→ Work order
The full set of lines below has to be written out again exactly.
BEGIN Exercise material
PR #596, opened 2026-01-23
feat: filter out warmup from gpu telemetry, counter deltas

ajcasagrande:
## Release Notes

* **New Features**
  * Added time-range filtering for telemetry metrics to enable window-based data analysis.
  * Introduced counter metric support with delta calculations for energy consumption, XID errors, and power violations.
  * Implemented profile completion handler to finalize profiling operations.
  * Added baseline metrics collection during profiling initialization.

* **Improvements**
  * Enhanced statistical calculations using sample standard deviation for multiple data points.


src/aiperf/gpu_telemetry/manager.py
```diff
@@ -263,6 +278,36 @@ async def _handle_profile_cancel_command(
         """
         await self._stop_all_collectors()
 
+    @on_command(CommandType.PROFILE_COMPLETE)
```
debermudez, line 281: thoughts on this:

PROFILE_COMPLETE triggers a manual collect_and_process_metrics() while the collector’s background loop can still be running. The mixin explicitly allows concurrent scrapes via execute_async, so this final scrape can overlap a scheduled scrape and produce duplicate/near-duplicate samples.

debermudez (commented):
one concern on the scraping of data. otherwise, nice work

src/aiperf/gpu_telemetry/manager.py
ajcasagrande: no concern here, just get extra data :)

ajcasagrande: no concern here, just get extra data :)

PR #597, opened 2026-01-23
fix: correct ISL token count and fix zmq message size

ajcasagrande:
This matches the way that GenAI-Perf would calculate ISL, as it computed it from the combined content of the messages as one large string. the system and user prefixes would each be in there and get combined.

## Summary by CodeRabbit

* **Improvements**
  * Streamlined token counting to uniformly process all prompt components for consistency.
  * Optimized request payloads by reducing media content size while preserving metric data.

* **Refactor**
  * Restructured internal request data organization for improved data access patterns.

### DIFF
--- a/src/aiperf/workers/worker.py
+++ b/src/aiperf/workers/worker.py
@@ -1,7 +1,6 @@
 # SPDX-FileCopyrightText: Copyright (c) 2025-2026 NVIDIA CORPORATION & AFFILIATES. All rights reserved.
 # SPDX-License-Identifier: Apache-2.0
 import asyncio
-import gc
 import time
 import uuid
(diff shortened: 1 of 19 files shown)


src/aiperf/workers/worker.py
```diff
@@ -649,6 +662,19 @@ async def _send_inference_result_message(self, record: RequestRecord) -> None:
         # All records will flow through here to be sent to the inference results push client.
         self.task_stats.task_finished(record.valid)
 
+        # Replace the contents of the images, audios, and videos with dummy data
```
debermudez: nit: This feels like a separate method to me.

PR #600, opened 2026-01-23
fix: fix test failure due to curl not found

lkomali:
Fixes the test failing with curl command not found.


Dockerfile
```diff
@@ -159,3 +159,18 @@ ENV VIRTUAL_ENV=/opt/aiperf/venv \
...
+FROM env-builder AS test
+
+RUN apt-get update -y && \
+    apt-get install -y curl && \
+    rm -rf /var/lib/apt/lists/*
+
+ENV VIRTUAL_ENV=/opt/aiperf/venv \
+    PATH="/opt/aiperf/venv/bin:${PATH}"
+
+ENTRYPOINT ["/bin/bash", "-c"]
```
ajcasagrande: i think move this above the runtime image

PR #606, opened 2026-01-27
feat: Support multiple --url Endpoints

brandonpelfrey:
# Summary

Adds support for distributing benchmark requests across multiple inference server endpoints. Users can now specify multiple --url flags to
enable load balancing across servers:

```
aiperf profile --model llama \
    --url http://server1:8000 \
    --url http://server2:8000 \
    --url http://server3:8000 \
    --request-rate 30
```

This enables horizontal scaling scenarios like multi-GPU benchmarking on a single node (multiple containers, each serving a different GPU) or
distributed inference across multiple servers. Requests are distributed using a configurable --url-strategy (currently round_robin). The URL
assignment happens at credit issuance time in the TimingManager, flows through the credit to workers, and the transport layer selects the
END Exercise material
→ Completed task
PR #596, opened 2026-01-23
feat: filter out warmup from gpu telemetry, counter deltas

ajcasagrande:
## Release Notes

* **New Features**
  * Added time-range filtering for telemetry metrics to enable window-based data analysis.
  * Introduced counter metric support with delta calculations for energy consumption, XID errors, and power violations.
  * Implemented profile completion handler to finalize profiling operations.
  * Added baseline metrics collection during profiling initialization.

* **Improvements**
  * Enhanced statistical calculations using sample standard deviation for multiple data points.


src/aiperf/gpu_telemetry/manager.py
```diff
@@ -263,6 +278,36 @@ async def _handle_profile_cancel_command(
         """
         await self._stop_all_collectors()
 
+    @on_command(CommandType.PROFILE_COMPLETE)
```
debermudez, line 281: thoughts on this:

PROFILE_COMPLETE triggers a manual collect_and_process_metrics() while the collector’s background loop can still be running. The mixin explicitly allows concurrent scrapes via execute_async, so this final scrape can overlap a scheduled scrape and produce duplicate/near-duplicate samples.

debermudez (commented):
one concern on the scraping of data. otherwise, nice work

src/aiperf/gpu_telemetry/manager.py
ajcasagrande: no concern here, just get extra data :)

ajcasagrande: no concern here, just get extra data :)

PR #597, opened 2026-01-23
fix: correct ISL token count and fix zmq message size

ajcasagrande:
This matches the way that GenAI-Perf would calculate ISL, as it computed it from the combined content of the messages as one large string. the system and user prefixes would each be in there and get combined.

## Summary by CodeRabbit

* **Improvements**
  * Streamlined token counting to uniformly process all prompt components for consistency.
  * Optimized request payloads by reducing media content size while preserving metric data.

* **Refactor**
  * Restructured internal request data organization for improved data access patterns.

### DIFF
--- a/src/aiperf/workers/worker.py
+++ b/src/aiperf/workers/worker.py
@@ -1,7 +1,6 @@
 # SPDX-FileCopyrightText: Copyright (c) 2025-2026 NVIDIA CORPORATION & AFFILIATES. All rights reserved.
 # SPDX-License-Identifier: Apache-2.0
 import asyncio
-import gc
 import time
 import uuid
(diff shortened: 1 of 19 files shown)


src/aiperf/workers/worker.py
```diff
@@ -649,6 +662,19 @@ async def _send_inference_result_message(self, record: RequestRecord) -> None:
         # All records will flow through here to be sent to the inference results push client.
         self.task_stats.task_finished(record.valid)
 
+        # Replace the contents of the images, audios, and videos with dummy data
```
debermudez: nit: This feels like a separate method to me.

PR #600, opened 2026-01-23
fix: fix test failure due to curl not found

lkomali:
Fixes the test failing with curl command not found.


Dockerfile
```diff
@@ -159,3 +159,18 @@ ENV VIRTUAL_ENV=/opt/aiperf/venv \
...
+FROM env-builder AS test
+
+RUN apt-get update -y && \
+    apt-get install -y curl && \
+    rm -rf /var/lib/apt/lists/*
+
+ENV VIRTUAL_ENV=/opt/aiperf/venv \
+    PATH="/opt/aiperf/venv/bin:${PATH}"
+
+ENTRYPOINT ["/bin/bash", "-c"]
```
ajcasagrande: i think move this above the runtime image

PR #606, opened 2026-01-27
feat: Support multiple --url Endpoints

brandonpelfrey:
# Summary

Adds support for distributing benchmark requests across multiple inference server endpoints. Users can now specify multiple --url flags to
enable load balancing across servers:

```
aiperf profile --model llama \
    --url http://server1:8000 \
    --url http://server2:8000 \
    --url http://server3:8000 \
    --request-rate 30
```

This enables horizontal scaling scenarios like multi-GPU benchmarking on a single node (multiple containers, each serving a different GPU) or
distributed inference across multiple servers. Requests are distributed using a configurable --url-strategy (currently round_robin). The URL
assignment happens at credit issuance time in the TimingManager, flows through the credit to workers, and the transport layer selects the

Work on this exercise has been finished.